▶ [Exercise]
Everything from the line containing "That's a lot" through the line containing "hokolomopo: > Why" in the listing below should be copied exactly, and nothing more.
[Data for the task]
PR #5059, opened 2024-10-08
[FIX] conditional format: huge revisions on copy/paste cf

hokolomopo:
When copy/pasting a conditional format, the revision had one ADD_CONDITIONAL_FORMAT command per copied cell. That lead to huge revisions if, for example, a whole column with a CF was copied.

Now the revision only has a single ADD_CONDITIONAL_FORMAT command per modified CF.

The exact same work was done for data validation rules.

Benchmark:
-------------------
Copy/paste a column of 100 cells with a CF:
Before: 46.6KB revision
After: 526B revision (divided by 88!)

Task: [4240668](https://www.odoo.com/web#id=4240668&action=333&active_id=2328&model=project.task&view_type=form&cids=1&menu_id=4720)

## review checklist

- [ ] exportable in excel
- [ ] unit tested
- [ ] clean commented code
- [ ] track breaking changes

### DIFF
--- a/src/clipboard_handlers/conditional_format_clipboard.ts
+++ b/src/clipboard_handlers/conditional_format_clipboard.ts
@@ -26,6 +26,8 @@ export class ConditionalFormatClipboardHandler extends AbstractCellClipboardHand
   Maybe<ClipboardConditionalFormat>
 > {
   private readonly uuidGenerator = new UuidGenerator();
+  private queuedChanges: Record<UID, { toAdd: Zone[]; toRemove: Zone[]; cf: ConditionalFormat }[]> =
+    {};
 
   copy(data: ClipboardCellData): ClipboardContent | undefined {
     if (!data.zones.length) {
@@ -51,6 +53,7 @@ export class ConditionalFormatClipboardHandler extends AbstractCellClipboardHand
   }
 
   paste(target: ClipboardPasteTarget, clippedContent: ClipboardContent, options: ClipboardOptions) {
+    this.queuedChanges = {};
     if (options.pasteOption === "asValue") {
       return;
     }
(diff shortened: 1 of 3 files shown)


rrahir:
The commit title should refer to clipboard and not just CF since you also fix data validations. 

Also this seems to be the root cause why we have a weird order of clipboard handlers https://github.com/odoo/o-spreadsheet/blob/18.0/src/clipboard_handlers/index.ts#L23-L24. So might be worth backport this to saas-17.2?

src/clipboard_handlers/conditional_format_clipboard.ts
```diff
@@ -114,30 +119,55 @@ export class ConditionalFormatClipboardHandler extends AbstractCellClipboardHand
...
-    return cfInTarget ? cfInTarget : { ...originCF, id: this.uuidGenerator.uuidv4(), ranges: [] };
+    const queuedCfs = this.queuedChanges[targetSheetId];
+    if (!targetCF && queuedCfs) {
+      targetCF = queuedCfs.find(
+        (queued) =>
+          queued.cf.stopIfTrue === originCF.stopIfTrue && deepEquals(queued.cf.rule, originCF.rule)
+      )?.cf;
+    }
+
+    return targetCF ? targetCF : { ...originCF, id: this.uuidGenerator.uuidv4(), ranges: [] };
```
rrahir, line 171:
```suggestion
    return targetCF || { ...originCF, id: this.uuidGenerator.uuidv4(), ranges: [] };
```

src/clipboard_handlers/data_validation_clipboard.ts
```diff
@@ -119,16 +125,25 @@ export class DataValidationClipboardHandler extends AbstractCellClipboardHandler
...
+    if (!targetRule && queuedRules) {
+      targetRule = queuedRules.find(
+        (queued) =>
+          deepEquals(originRule.criterion, queued.rule.criterion) &&
+          originRule.isBlocking === queued.rule.isBlocking
+      )?.rule;
+    }
+
+    return targetRule
+      ? targetRule
```
rrahir, line 146:
```suggestion
      ||
```

rrahir (commented):
top top 👍

PR #5062, opened 2024-10-08
[FIX] table: insert table without filters

LucasLefevre:
## Description:

When inserting a table, it is inserted with the filter. It takes place on the cell and is only useful in a handful of use cases. It's very frequent that the very next step after inserting a table is to remove it.

So let's insert the table without the filter by default.

Feedback from RNG

Task: [4235172](https://www.odoo.com/web#id=4235172&action=333&active_id=2328&model=project.task&view_type=form&cids=1&menu_id=4720)

## review checklist

- [ ] exportable in excel
- [ ] unit tested
- [ ] clean commented code
- [ ] track breaking changes

### DIFF
--- a/src/migrations/migration_steps.ts
+++ b/src/migrations/migration_steps.ts
@@ -6,6 +6,7 @@ import {
 import { getItemId } from "../helpers";
 import { toXC } from "../helpers/coordinates";
 import { getMaxObjectId } from "../helpers/pivot/pivot_helpers";
+import { DEFAULT_TABLE_CONFIG } from "../helpers/table_presets";
 import { overlap, toZone, zoneToXc } from "../helpers/zones";
 import { Registry } from "../registries/registry";
 import { CustomizedDataSet, DEFAULT_LOCALE, Format, WorkbookData, Zone } from "../types";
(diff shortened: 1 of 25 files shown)


src/migrations/migration_steps.ts
```diff
@@ -420,6 +421,20 @@ migrationStepRegistry
       }
       return data;
     },
+  })
+  .add("migration_22", {
```
hokolomopo, line 425: If you want to do that you'd also want to create a migration for the revisions. 

TBH I wouldn't bother, the tables will lose their filters it's no big deal.

hokolomopo (commented):
That's a lot of test changes for a single boolean change in a constant 😳

src/migrations/migration_steps.ts
rrahir: Yup; either both the revision and data migration or none of them.
on one hand, the filtering is reset once you reload your sheet so you could drop them
on the other hand, if the main user only has read-only access to the sheet, it will piss them off...
I'd argue for adding a command migration :/

Why did the command had an optional config to begin with?

LucasLefevre: There's no need for a command migration, `"hasFilters":true` is part of the command :wink:

LucasLefevre: fuck, it's not part of the command when used from the menu :grimacing:

LucasLefevre:
done in master because it requires an upgrade script for revisions

src/migrations/migration_steps.ts
hokolomopo: > Why did the command had an optional config to begin with?

I believe my idea was to save space/network usage by having smaller revisions since most of the CREATE_TABLE would have the exact same DEFAULT_CONFIG in the payload. I also don't put it in the exported json. I'm saving the trees 😤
[/Data for the task]
▶ [Exercise result]
That's a lot of test changes for a single boolean change in a constant 😳

src/migrations/migration_steps.ts
rrahir: Yup; either both the revision and data migration or none of them.
on one hand, the filtering is reset once you reload your sheet so you could drop them
on the other hand, if the main user only has read-only access to the sheet, it will piss them off...
I'd argue for adding a command migration :/

Why did the command had an optional config to begin with?

LucasLefevre: There's no need for a command migration, `"hasFilters":true` is part of the command :wink:

LucasLefevre: fuck, it's not part of the command when used from the menu :grimacing:

LucasLefevre:
done in master because it requires an upgrade script for revisions

src/migrations/migration_steps.ts
hokolomopo: > Why did the command had an optional config to begin with?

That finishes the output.